Viewpoint: Let's Codify Treasury's Link with GSEs

The real capital of Fannie Mae and Freddie Mac is the government's now-explicit commitment to invest in them if necessary.

This capital is committed but not paid in. Is that good enough for the bond market?

The whole point of the government's commitment is to keep people buying Fannie and Freddie senior debt and mortgage-backed securities with confidence. But uncertainty about how a capital transaction might work does not help.

Financial and political discussions are focused on the uncertainty, but Treasury representatives have said repeatedly that they have no plans to make an investment, though everybody knows they are working nights and weekends on contingency plans. What specifically would be done? Would the common stock — and perhaps the preferred stock, which is widely held among banks — be "wiped out"?

One money manager asserted last week to Bloomberg News that the Treasury has provided "zero clarity on the issue, and until the market knows" where the Treasury "is going to be in the capitalization structure, then it gets worse and not better." It has certainly been not only "worse," but terrible for holders of Fannie and Freddie common and preferred stocks. But they do not really factor into the decision; what matters is the behavior of the bond market.

We are in a classic phase of a financial bust, when governments are forced to use public money to pay for the losses of financial actors in the name of market and economic stability. (The intellectual debates about this go back at least to 1802, when Henry Thornton published "An Enquiry into the Nature and Effects of the Paper Credit of Great Britain.")

Large parts of the U.S. paper mortgage credit involve an uncomfortable combination of the public's desire to hold instruments seen as riskless, such as Fannie and Freddie debt and bank deposits, and the willingness to fund a risky business subject to occasional losses higher than anyone imagined possible.

When bubble has turned to bust, the government's reactions tend to move through four phases:

  • Issuing assurances, such as "The subprime problems are contained."
  • Waiting and hoping while delaying losses — a feat made harder by "fair-value" accounting.
  • Providing "liquidity" (i.e., lending money) to pressed institutions.
  • The last phase: When losses have grown so great that it is feared they have run through the available capital; when waiting, hoping, and issuing assurances have not succeeded; when uncertainty and risk premiums are very high; financial firms are provided not with more short-term debt, but with more capital.

This is where we are with Fannie and Freddie, as reflected in the Housing Act of 2008.If the bond market decides that committing government capital is not enough, and that it needs to be actually paid in, how should this investment be structured? It is high time to get specific about what the details of a Treasury (taxpayer) investment in Fannie and Freddie should be.
I propose that the Treasury invest about $10 billion of capital in of each, making it entirely clear to the senior bond and mortgage-backed investors that they can continue to finance the mortgage market in safety.

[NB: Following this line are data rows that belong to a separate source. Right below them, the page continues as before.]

PR #33, opened 2018-09-09
Configurable deployment modes

### LINKED ISSUE #11: Add a 'copy' deployment mode for cargo-screeps

daboross:
This is a PR with my changes on top of @jechase's from #12 

Closes #12. Fixes #11.


cargo-screeps/src/copy.rs
```diff
@@ -0,0 +1,56 @@
...
+    let target_dir = root.join("target");
+
+    let mut deployed: HashSet<PathBuf> = HashSet::new();
+
+    for entry in fs::read_dir(target_dir)? {
+        let entry = entry?;
+        let path = entry.path();
+
+        if let (Some(name), Some(extension)) = (path.file_name(), path.extension()) {
+            if extension == "js" {
```
ASalvail: If at some point the user changes the configured file name, they'd end up with two "main" files and wasm files copied over.

Shouldn't that refer directly to the build config specific file names?

cargo-screeps/src/config.rs
```diff
@@ -0,0 +1,159 @@
...
+    pub branch: String,
+    pub ssl: bool,
+    pub port: i32,
+    pub ptr: bool,
+}
+
+#[derive(Clone, Debug, Deserialize)]
+pub struct CopyConfiguration {
+    pub destination: PathBuf,
+    pub branch: String,
```
ASalvail: Unless I'm mistaken, the `branch` isn't used (at least, not in `copy.rs`)

daboross: I think it should be, at least. It's used as a sub-directory under destination to stick files in.

cargo-screeps/src/copy.rs
daboross: If it should, it should change in both copy and upload. This preserves the current behavior of uploading files.

I.. think the purpose is to allow people to include extra javascript files if they want to?

Build will fail anyways if the project name is changed and `cargo clean` isn't run.

cargo-screeps/src/config.rs
ASalvail: Indeed, I had missed that. Nevermind!

daboross:
I think this should be fairly complete now!

There isn't backwards compatibility with the old configuration, but it shouldn't be hard to migrate - it's just adding an `[upload]` line. Instead `cargo screeps` will now warn on unused configuration values, and `cargo screeps upload` will complain if there isn't an `[upload]` section.

I'll update `screeps-starter-rust` after this is merged and released.

daboross:
Cool!

I've been trying it out locally too and it seems to be pretty reliable now. I'm not writing integration tests for this tool but I think that's probably alright, those can come later.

This investment should be senior to all existing capital — common stock, preferred stock, and subordinated debt. It should thus be in the form of senior subordinated debt at the top of the capital structure, the last capital to suffer any losses and the first to get cash returns.

It should have a cash yield to the Treasury of 4%, about the 10-year Treasury bond rate, so the taxpayers have no net cost of carry.

No dividends on the common stock or any preferred stock could be paid without the express approval of the secretary of the Treasury, so no dividends would be paid for some time.

An additional "pay-in-kind" interest payment should accrue to the Treasury at 11% a year, bringing the taxpayers' potential rate of return for the risk they are taking up to a fair level of 15%.

Five new directors should be appointed by the Treasury, with their fiduciary duty defined as running to the taxpayer-investors. At least two of these directors must be members of the compensation, audit, and governance committees.

The senior subordinated debt should be redeemable at par plus all accumulated pay-in-kind interest when the government-sponsored enterprise achieves a capital ratio, not including the Treasury's investment, of 5% of assets plus 1% of off-balance-sheet mortgage-backed securities.

This would be a sensible way for senior creditors to be fully protected while current equity holders pay the price for the risks they took. Both common and preferred shareholders would still preserve an interest, though junior to the pay-in-kind accruals, in the upside and profits of the post-bust Fannie and Freddie.